I wanted to take a moment to thank you guys, all of you who drop in to read my blogs, and those of you who are signing up to follow me on wordpress or by email, and those of you who are following the vlogs on my youtube. Not because I think I’m a big shot, but because you inspire me. The feedback and the interaction I’m getting from all of you inspires me in my writing and in the work I’m doing with the blogs and the youtube. Every day I find myself more and more driven to keep pushing myself to the next level, to keep improving the stories I share with you, and the videos I put out for you. I’m grateful for the fact that each and every one of you takes the time to stop by and to see what I’m working on. So sorry guys, no poem for today, no story, just a heartfelt thank you to each and every one of you for your time. 

Friday, August 21, 2015

Lessons learned

If there’s one lesson I’ve learned more than anything else in my life,
It’s that happiness is something worth fighting and struggling for.
I've known intense pain so I seek pleasure.
I've known hatred so I seek to love and be loved.
I've known grief, despair, loss
so I strive for and celebrate happiness
Wherever and whenever I find it.
With every lesson learned,
Every hardship faced,
I find myself coming closer and closer
to the peace and the happiness I've always wanted
in my life.
And I'm grateful every day that my husband and my stepsons
and my friends and now my readers, viewers, followers,
are a part of that journey.



Thursday, August 20, 2015

Picking up steam

           It feels really good to see the way everything is starting to fall into place in my life, now that I’m making a few changes in my habits and to my lifestyle in general. I stepped onto the scale this morning and found I’d dropped two more pounds over the course of the last week, bringing my weight loss over the course of the last month or so up to around 15 lbs, so, even with my sore legs, I’m excited to know I’m making progress with that.
            I woke up in a panic this morning, almost falling out of bed as I reached for my phone to check the time, and my husband watched me with bleary, “oh so not awake” eyes as I dashed for the bathroom, to shower.
            I had friends waiting on me. They’d seen the video I shared on my youtube the day before, of me running around being “oh so noob” at minecraft, and they’d invited me to play with them. And there I was, tripping over myself and muttering in my still-half asleep way that this was going to be one of those days where the coffee could never be strong enough.
            And I was already over an hour late.
            I hate to be late for anything. I always have. Growing up, my mother looked at being late as being one of the cardinal sins in life, so even the thought of being late for anything was pretty much understood to be out of the question.
So I texted off a quick “sorryshowercoffeeillbethere” to my friends, and I fell/stepped into the shower.
 The meeting went fine.
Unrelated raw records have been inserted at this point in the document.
Issue #3325, opened 2019-09-23
Unable to move AMP story block using keyboard


spacedmonkey:
## Bug Description

When using keyboard navigation, users are unable to move movable blocks in the AMP Story interface. For accessible reasons, this should be possible. 

## Additional context

 - WordPress version:
 - Plugin version:
 - Gutenberg plugin version (if applicable):
 - AMP plugin template mode:
 - PHP version:
 - OS:
 - Browser: [e.g. chrome, safari]

---------------

_Do not alter or remove anything below. The following sections will be managed by moderators only._

## Acceptance criteria

* After selecting a block, I should be able to move the block up, down, left and right via the direction keys. (QUESTION: HOW MUCH SHOULD IT MOVE ON EACH KEY STROKE?)

## Implementation brief

* 

## QA testing instructions

* 

## Demo

* 

## Changelog entry

*

barklund:
It's not trivial, but here's a [great guide to best practice expected behaviour](https://www.w3.org/wiki/PF/ARIA/BestPractices/DragDrop).

swissspidy:
Previously suggested in #2454. Will close it as a duplicate.

spacedmonkey:
As a talking point, I have created a WIP pull request in #3400. It is still discovery stages at this point, but it is a workable solution.

spacedmonkey:
Screencast of the tabbing and arrows in use. 
https://www.youtube.com/watch?v=u280hGEgCd0&feature=youtu.be

spacedmonkey:
@MackenzieHartung @pbakaus A lot of work and discussion has taken place on #3400 . This ticket is not just a simple bug, it has lots of moving parts and is a fundamental change on how blocks are moved. This PR will effect other on going such as #3060 #3311  #3416 . This ticket needs to go through the new process, so we can capture all requirements

jauyong:
Hey @jasti I only added the one AC for now. Based on @spacedmonkey's comments I'm not sure if that is too high level and if more is needed. I will wait for you to move this to the IB column...

swissspidy:
In #3400 I left a comment for a new feature that could be its own AC:

> It would be nice if one could move in bigger steps when holding down an additional key, e.g. ctrl, alt, or cmd. If I am not mistaken this kind of behavior is common in other applications when moving elements with the keyboard.

So just arrow keys: move by single pixels
Meta key + arrow key: move in steps of N pixels

Issue #2788, opened 2019-07-10
Allow select-mode to select one or more elements


MackenzieHartung:
As a user I want to be able to engage "select" mode to select one or more elements at a time.

AC1: A CTA will be added to the editor that when selected will put the user in select mode.
AC2: When in select mode a user can click to select a block.
AC3: When in select mode a user can drag from an empty area on the page and select one or multiple elements by dragging the selection area over the element.
AC4: A user will remain in select mode until they double-click within a text block (related to issue #2783  )

swissspidy:
This depends on #2787, as otherwise it would not be possible to select a random list of blocks in this way.

swissspidy:
Gutenberg issue to follow: https://github.com/WordPress/gutenberg/issues/17088

swissspidy:
I don't think this 100% depends on #2787, as we can first start with single selection only, and then when #2787 is resolved we support selecting multiple elements.

PR #3400, opened 2019-10-01
Add keyboard options to blocks

### LINKED ISSUE #3280: Unexpected behavior when pressing the delete / backspace key in AMP Story editor
When a block is selected and delete key is pressed, sometimes a block is not remove / deleted. This leads to press the delete key multiple times, that then deletes the page block. Generally the bahavior of the delete key in the AMP Story editor, should be handled better for accessibility reasons.

spacedmonkey:
Add options to blocks to move and delete blocks. 

Fixes #3280 #3325

### DIFF
--- a/assets/src/stories-editor/components/higher-order/with-keyboard-navigation-handler.js
+++ b/assets/src/stories-editor/components/higher-order/with-keyboard-navigation-handler.js
@@ -1,0 +1,86 @@
+/**
+ * WordPress dependencies
+ */
+import { withDispatch } from '@wordpress/data';
+import { createHigherOrderComponent } from '@wordpress/compose';
+import { UP, DOWN, RIGHT, LEFT, DELETE } from '@wordpress/keycodes';
+/**
+ * Internal dependencies
+ */
+import { ALLOWED_CHILD_BLOCKS } from '../../constants';
+
+const applyWithDispatch = withDispatch( ( dispatch, props, { select } ) => {
+	const {	isReordering } = select( 'amp/story' );
+	const { getSelectedBlock } = select( 'core/block-editor' );
+	const { updateBlockAttributes, removeBlock } = dispatch( 'core/block-editor' );
+
+	const onKeyPress = ( event ) => {
+		const { keyCode } = event;
+		const selectedBlock = getSelectedBlock();
+		if(!selectedBlock){
+			return;
+		}
+
+		let top = 0;
+		let left = 0;
+		switch(keyCode){
+			case UP:
+				top = -1;
+				break;
+			case DOWN:
+				top = 1;
+				break;
+			case RIGHT:
+				left = 1;
+				break;
+			case LEFT:
+				left = -1;
+				break;
+			case DELETE:
+				removeBlock( selectedBlock.clientId );
+				return;
+			default:
+				return;
+		}
+		event.preventDefault();
+		const newPositionTop = selectedBlock.attributes.positionTop + top;
+		const newPositionLeft = selectedBlock.attributes.positionLeft + left;
+		updateBlockAttributes( selectedBlock.clientId, { positionTop: newPositionTop, positionLeft: newPositionLeft } );
+
+	};
+
+	return {
+		isReordering,
+		onKeyPress,
+	};
+} );
+
+/**
+ * Higher-order component that adds right click handler to each inner block.
+ *
+ * @return {Function} Higher-order component.
+ */
+export default createHigherOrderComponent(
+	( BlockEdit ) => {
+		return applyWithDispatch( ( props ) => {
+			const { name, onKeyPress, isReordering } = props;
+			const isPageBlock = 'amp/amp-story-page' === name;
+
+			// Add for page block and inner blocks.
+			if ( ! isPageBlock && ! ALLOWED_CHILD_BLOCKS.includes( name ) ) {
+				return <BlockEdit { ...props } />;
+			}
+
+			// Not relevant for reordering.
+			if ( isReordering() ) {
+				return <BlockEdit { ...props } />;
+			}
+			return (
+				<div className='KeyPress'  onKeyDown={ onKeyPress }>
+					<BlockEdit { ...props } />
+				</div>
+			);
+		} );
+	},
+	'withKeyboardNavigationHandler'
+);
--- a/assets/src/stories-editor/components/higher-order/with-keyboard-navigation-handler.js
+++ b/assets/src/stories-editor/components/higher-order/with-keyboard-navigation-handler.js
@@ -15,9 +15,15 @@ const applyWithDispatch = withDispatch( ( dispatch, props, { select } ) => {
 	const { updateBlockAttributes, removeBlock } = dispatch( 'core/block-editor' );
 
 	const onKeyPress = ( event ) => {
-		const { keyCode } = event;
+		const { keyCode, target } = event;
+		const { classList } = target;
 		const selectedBlock = getSelectedBlock();
+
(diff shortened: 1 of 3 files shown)


spacedmonkey:
This PR has the following issues. 
- Doesn't work on AMP text blocks
- Block with text editing and selected text, currently move. 
- Better handling for when arrow keys are held down.

spacedmonkey:
This PR is far from complete. But I have added for review as I would like some thoughts on this. 

The biggest issue, is not moving a block left and right when editing text. I have a very dirty work around for this, but I want something a little more full proof way of knowing a user is editing. This is hard to do, when it is a mixture of core and amp story blocks. I was thinking of having a `isEditing` field in the redux store. But this would require hook into core blocks and changing all amp story blocks. Also feel like this will not be full proof.

assets/src/stories-editor/components/higher-order/with-keyboard-navigation-handler.js
```diff
@@ -0,0 +1,96 @@
...
+	const onKeyPress = ( event ) => {
+		const { keyCode, target } = event;
+		const { classList } = target;
+		const selectedBlock = getSelectedBlock();
+
+		if ( ! selectedBlock ) {
+			return;
+		}
+
+		if ( classList.contains( 'editor-rich-text__editable' ) && classList.contains( 'is-selected' ) ) {
```
swissspidy: Isn't there a `isSelected` prop?

assets/src/stories-editor/components/higher-order/with-keyboard-navigation-handler.js
```diff
@@ -0,0 +1,96 @@
...
+				top = 1;
+				break;
+			case RIGHT:
+				left = 1;
+				break;
+			case LEFT:
+				left = -1;
+				break;
+			case DELETE:
+				removeBlock( selectedBlock.clientId );
```
swissspidy: What about the [existing keyboard shortcut](https://github.com/WordPress/gutenberg/blob/4202ab3c7bd150810f9f589eaae39b2a73fb2138/packages/block-editor/src/components/block-editor-keyboard-shortcuts/index.js) for removing blocks?

assets/src/stories-editor/components/higher-order/with-keyboard-navigation-handler.js
spacedmonkey: Not that I can see 
```
attributes: {ordered: false, values: "", addedAttributes: 0, opacity: 100, positionTop: 30, …}
clientId: "b1540913-690e-4e23-8a0a-8f531c77301e"
innerBlocks: []
isValid: true
name: "core/list"
```

swissspidy:
> The biggest issue, is not moving a block left and right when editing text.

When I'm typing in a text block, I wouldn't expect arrow keys to move the block 🤔

assets/src/stories-editor/components/higher-order/with-keyboard-navigation-handler.js
spacedmonkey: See https://github.com/ampproject/amp-wp/issues/3280

spacedmonkey:
> When I'm typing in a text block, I wouldn't expect arrow keys to move the block
Yes, that is what I am saying. When in text block is selected and the cursor is blinking in an editable field, left and right arrows, should move the cursor and not the block.

miina:
>  I was thinking of having a isEditing field in the redux store. But this would require hook into core blocks and changing all amp story blocks.

Hmm, maybe that's something we might possibly want to do anyway -- to implement edit vs drag-mode for all the text blocks (which would require extending all the core blocks anyway)? Currently, only the CTA block and Text block have the feature of being able to drag from anywhere while not editing and being able to edit after two clicks (and losing the dragging ability).

Wondering if the core blocks allowing text (quote, list, etc.) might require the same.

Also, I wonder if instead of `isEditing` field in the Redux store using React Context might be an option here. Not sure how much additional code re-rewriting this might require though.

Thoughts?

swissspidy:
That reminds me of #2788 and https://github.com/WordPress/gutenberg/issues/17088.

barklund:
I just noticed that the [`KeyboardShortcuts` components of `@wordpress/components`](https://github.com/WordPress/gutenberg/tree/master/packages/components/src/keyboard-shortcuts) already handles text input focus and makes sure not to invoke the events if focus is inside a text field. You might be able to use it too (as I'm trying to use it for the context menu).

spacedmonkey:
A good example of Keyboard shortcuts usable for something similar in the gutenberg can be found [here](https://github.com/WordPress/gutenberg/blob/cdfb97c8fa61a43431e4c38fa5be9939ed052822/packages/components/src/color-picker/hue.js#L121-L137).

spacedmonkey:
I have updated the PR to use the `KeyboardShortcuts` component. I am still having the same issue editting text based blocks. The workaround I put in place doesn't work for many of the core blocks, as the classnames do not match. We are going to have to think of a new system of selecting blocks, maybe with a double click..

assets/src/stories-editor/components/higher-order/with-keyboard-navigation-handler.js
```diff
@@ -0,0 +1,118 @@
...
+
+	return {
+		isReordering,
+		onMoveBlock,
+		deleteSelectedBlocks,
+	};
+} );
+
+/**
+ * Higher-order component that adds right click handler to each inner block.
```
swissspidy:
```suggestion
 * Higher-order component that adds a keyboard navigation handler to each inner block.
```

assets/src/stories-editor/components/higher-order/with-keyboard-navigation-handler.js
```diff
@@ -0,0 +1,118 @@
...
+ *
+ * @return {Function} Higher-order component.
+ */
+export default createHigherOrderComponent(
+	( BlockEdit ) => {
+		return applyWithDispatch( ( props ) => {
```
swissspidy: Could use hooks here

assets/src/stories-editor/components/higher-order/with-keyboard-navigation-handler.js
```diff
@@ -0,0 +1,118 @@
...
+			return;
+		}
+
+		if ( classList.contains( 'editor-rich-text__editable' ) && classList.contains( 'is-selected' ) ) {
+			return;
+		}
+
+		let top = 0;
+		let left = 0;
+		switch ( keyCode ) {
```
swissspidy: Needs some testing, but it would be nice if one could move in bigger steps when holding down an additional key, e.g. ctrl, alt, or cmd. If I am not mistaken this kind of behavior is common in other applications when moving elements with the keyboard

assets/src/stories-editor/components/higher-order/with-keyboard-navigation-handler.js
swissspidy: Odd 🤔 

I thought it does:

https://github.com/WordPress/gutenberg/blob/29ad4d8740b04b5bf094b6901cccd71552767cb3/packages/block-editor/src/components/block-list/block.js#L459-L470

https://github.com/WordPress/gutenberg/blob/29ad4d8740b04b5bf094b6901cccd71552767cb3/packages/block-editor/src/components/block-edit/index.js#L34-L43

https://github.com/WordPress/gutenberg/blob/29ad4d8740b04b5bf094b6901cccd71552767cb3/packages/block-editor/src/components/block-edit/edit.js#L12-L34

Any nervous feeling I had dissipated quickly as the three of us ran around for an hour or so and had a blast just talking, laughing, running around killing monsters and just having a good time together.
I sat back for a moment when it was all over, staring at my screen and just thinking to myself, how a few months ago, if I hadn’t started my youtube— then further back still, that if I hadn’t started my blog, that led to me being asked to start a youtube—days like today, running around with my new friends and having so much fun wouldn’t have been possible if I hadn’t taken that one step.
A year ago, I never would have imagined I’d be sitting here now, juggling a youtube and a blog and vlogs, and well underway into my running training, racing towards that goal of getting back down to my ideal weight. It’s so many changes oh so quickly, and even the thought of how much has changed over the course of the last few months is enough to almost make my head spin.
It’s getting easier as time passes to juggle everything as I come to learn more about making videos and how to improve my content on my youtube and in my blogs, and with my running, every pound I lose means that much less weight I have to carry on those ten miles I go every day. And every day that passes, as I find myself shedding the skin I’d sunk into over the course of the last few years, I feel myself sinking back into myself again, becoming more and more myself again, and with each day, I feel more and more at peace with myself, with the world around me.
I can’t get over how good it all feels, making it happen and then sitting back to watch it all starting to come to bear. It’s a really good feeling. And sitting here now, a couple of months in and looking back, I know I’d never go back to the way things were before, when I was pretty much shut away from everything, where I hid myself and my work and the person I am away from the world in the belief that I couldn’t make a difference, and that people wouldn’t care or notice whether I was there or not.
It’s a really good feeling to know that your presence and your absence matters to people—to know that the things you do and the things you say make a difference to people. And I’m starting to realize that there are people in my life who do value me, even when I have nothing to offer them but myself.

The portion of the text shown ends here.